PR #1050, opened 2019-03-15
Fix edges for joinOn references

demichej:
This is a fix for a UI bug where the edges from a vertex would point to the incorrect "join". This changes it so that we build up a mapping of joinOns for a given task, and then we create edges that point to those joinOns.

It looks like maybe someone started to do something like this at some point, but it wasn't totally completed.

We have a task with a referencename of  "review_liabilities" over in a Fork branch, and we have it defined to joinOn "join5". But the original code would point to the wrong JOIN:

badPointing

Instead it should be pointing to join5. This PR will change that so it correctly illustrates what is actually happening:

goodPointing


demichej:
@mstier-nflx and @hunterford I have resolved the conflicts. Could you take a look? Thanks.

ui/src/api/wfegraph.js
```diff
@@ -17,28 +18,45 @@ class Workflow2Graph {
...
         let forkedTasks = tt.inputData && tt.inputData.forkedTasks || [];
         forkedTasks.forEach(ft =>{
-          wfts.push({name: ft, referenceTaskName: ft, type: 'SIMPLE'});
+          wfts.push({name: ft, taskReferenceName: ft, type: 'SIMPLE'});
         });
-        forks[tt.referenceTaskName] = wfts;
+        forks[tt.taskReferenceName] = wfts;
       }
-    });
+    }), this;
```
mstier-nflx: I think the parentheses is misplaced.  Should it be moved to after the 'this'?

demichej: Good catch @mstier-nflx 

What's interesting is that I just triple-checked, and this actually still builds and compiles and works. I am changing the parenthesis as you suggested......just not sure why. Maybe there's something we depend on or webpack itself that compiles this correctly? Really weird that it works this way :shrug:

PR #1058, opened 2019-03-20
Feature/event wait

jkaipa:


kishorebanala:
I'm closing this PR. But please feel free to reopen the conversation in gitter if you think we're missing anything.

jkaipa:
I tried other ways, but this seem to be the ideal way the solution works. How about calling it as a COMMAND task if you don't want it to be called it as EVENT_WAIT?

kishorebanala:
We've added asyncComplete flag to Event & Http tasks, which sends an Event and waits in progress: https://netflix.github.io/conductor/configuration/systask/#event. Try and see if that solves your use case.

PR #6427, opened 2018-03-12
Provide better error messages when attempting to add email addresses to customers. #6182

cklosowski:
Addresses #6182


cklosowski:
Closing and deleting this branch. The attached Issue is slated for 3.0, and all this work is from the 2.9.x branching, which handles customer email addresses in a different way. WE should come back to this when 3.1 starts developmetn and look over tehse cahnges.

Issue #6442, opened 2018-03-19
Unnecessary update of _edd_payment_user_id when constructing EDD_Payment


jonmarkhall:
In EDD_Payment::setup_user_id(), the payment's _edd_payment_user_id field is updated to match the user ID of the customer associated with the payment if that payment meta field is currently empty. However, if the customer has no associated user ID, that payment meta field _should_ be empty, and updating it is unnecessary and could negatively affect performance, particularly if EDD_Payment objects are constructed multiple times for such guest payments in a single page load.
PR #6444

PR #6444, opened 2018-03-19
Fix unnecessary payment meta update

jonmarkhall:
Don't update the payment user ID to match the customer user ID if the customer user ID is empty
#6442


cklosowski:
Thanks @

Issue #6439, opened 2018-03-19
Update Grunt configuration


SDavisMedia:
I just need a placeholder issue.

SDavisMedia:
This is becoming difficult to manage because testing the config is causing changes (that's a good thing) I don't want to be part of this issue. 😄 So pushing up and opening a PR now to try to keep this stuff isolated.

This covers just the basics:

* Minify CSS files (individually) in the `assets/css` folder, excluding `.min.css` files and files with `jquery` in the name.
* Minify CSS files (individually) in the `templates` folder.
* Uglify JS files (individually) in the `assets/js` folder, excluding `.min.js` files and files with `jquery` in the name.
* Check all plugin translation functions for missing or incorrect text domains. Since there are a few that are missing on purpose, the command will continue to run, but the "problems" will display in command line just so you know where they are.
* Update the .pot file
* Build a `build/` directory in the root of the plugin that includes a clean copy of the version of EDD you're releasing as well as a .zip copy. This directory will not include any dev/tool related files and it will be ignored by git. So it's basically just for you locally (can easily be used to drop over an SVN checkout to update the files... until we have a better solution for that process).

-----

With NPM and Grunt set up for the project and everything updated based on the new config, the following command should handle all of the above:

`grunt build`

SDavisMedia:
I've actually decided to approach minifying the CSS files from the opposite direction.

In both the `assets/css` folder and the `templates` folder, there's actually just one file in each that we edit. The rest are libraries. I left the file specifications in long form (doesn't hurt anything) because we could end up adding more files. Plus, I'm curious if we usually minify those library files ourselves.

`chosen.css`, for example... do we usually download both versions of the file or do we get the regular file and then minify it "manually"? If the latter, I can adjust this to minify them with the grunt script. I just wanted to be sure first. Same is true of the other files that are libraries (both CSS and JS).

SDavisMedia:
Been trying to find a good tool for building a changelog rough draft based on Issue titles under a specific milestone. Not having much luck.

Feel free to drop ideas, preferences, and requirements... anything to make the release process easier to handle.

cklosowski:
@SDavisMedia this _might_ work, but i've not tested. https://github.com/conventional-changelog/grunt-conventional-github-releaser

spencerfinnell:
Linking to the comparison view in Github also provides helpful information on point releases. 

[...]

PR #6445, opened 2018-03-19
Issue/6439 (WIP) - update Grunt configuration

SDavisMedia:
See #6439

### DIFF
--- a/Gruntfile.js
+++ b/Gruntfile.js
@@ -1,36 +1,36 @@
 module.exports = function(grunt) {
 
-// Load multiple grunt tasks using globbing patterns
-require('load-grunt-tasks')(grunt);
+	// Load multiple grunt tasks using globbing patterns
+	require('load-grunt-tasks')(grunt);
 
-// Project configuration.
-grunt.initConfig({
-	pkg: grunt.file.readJSON('package.json'),
+	// Project configuration.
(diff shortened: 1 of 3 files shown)


Gruntfile.js
```diff
@@ -81,103 +121,60 @@ grunt.initConfig({
...
-				cmd: 'tx push -s'
-			},
+		// Clean up build directory
+		clean: {
+			main: ['build/<%= pkg.name %>']
 		},
 
-		dirs: {
-			lang: 'languages',
+		// Copy the theme into the build directory
```
pippinsplugins: `theme` should be `plugin`

SDavisMedia: oooops... fixed

spencerfinnell:
The `copy` task might be simpler if you used a whitelist instead of a blacklist. Seems like theres just a few top level files and then a few directories vs excluding all the dotfiles.

https://plugins.trac.wordpress.org/browser/easy-digital-downloads/trunk

8 includes vs many excludes.

SDavisMedia:
@spencerfinnell Good call. I agree. I ultimately decided to make the same type of change (conceptually) for the `cssmin` and `uglify` tasks. I'll revisit `copy` later on tonight.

# THE TASK
Copy range, inclusive: the line holding "Issue #6439, opened 2018-03-19" to the line holding "With NPM and". Reproduce exactly those lines of the records above and no others.

# SOLVED EXERCISE
Issue #6439, opened 2018-03-19
Update Grunt configuration


SDavisMedia:
I just need a placeholder issue.

SDavisMedia:
This is becoming difficult to manage because testing the config is causing changes (that's a good thing) I don't want to be part of this issue. 😄 So pushing up and opening a PR now to try to keep this stuff isolated.

This covers just the basics:

* Minify CSS files (individually) in the `assets/css` folder, excluding `.min.css` files and files with `jquery` in the name.
* Minify CSS files (individually) in the `templates` folder.
* Uglify JS files (individually) in the `assets/js` folder, excluding `.min.js` files and files with `jquery` in the name.
* Check all plugin translation functions for missing or incorrect text domains. Since there are a few that are missing on purpose, the command will continue to run, but the "problems" will display in command line just so you know where they are.
* Update the .pot file
* Build a `build/` directory in the root of the plugin that includes a clean copy of the version of EDD you're releasing as well as a .zip copy. This directory will not include any dev/tool related files and it will be ignored by git. So it's basically just for you locally (can easily be used to drop over an SVN checkout to update the files... until we have a better solution for that process).

-----

With NPM and Grunt set up for the project and everything updated based on the new config, the following command should handle all of the above:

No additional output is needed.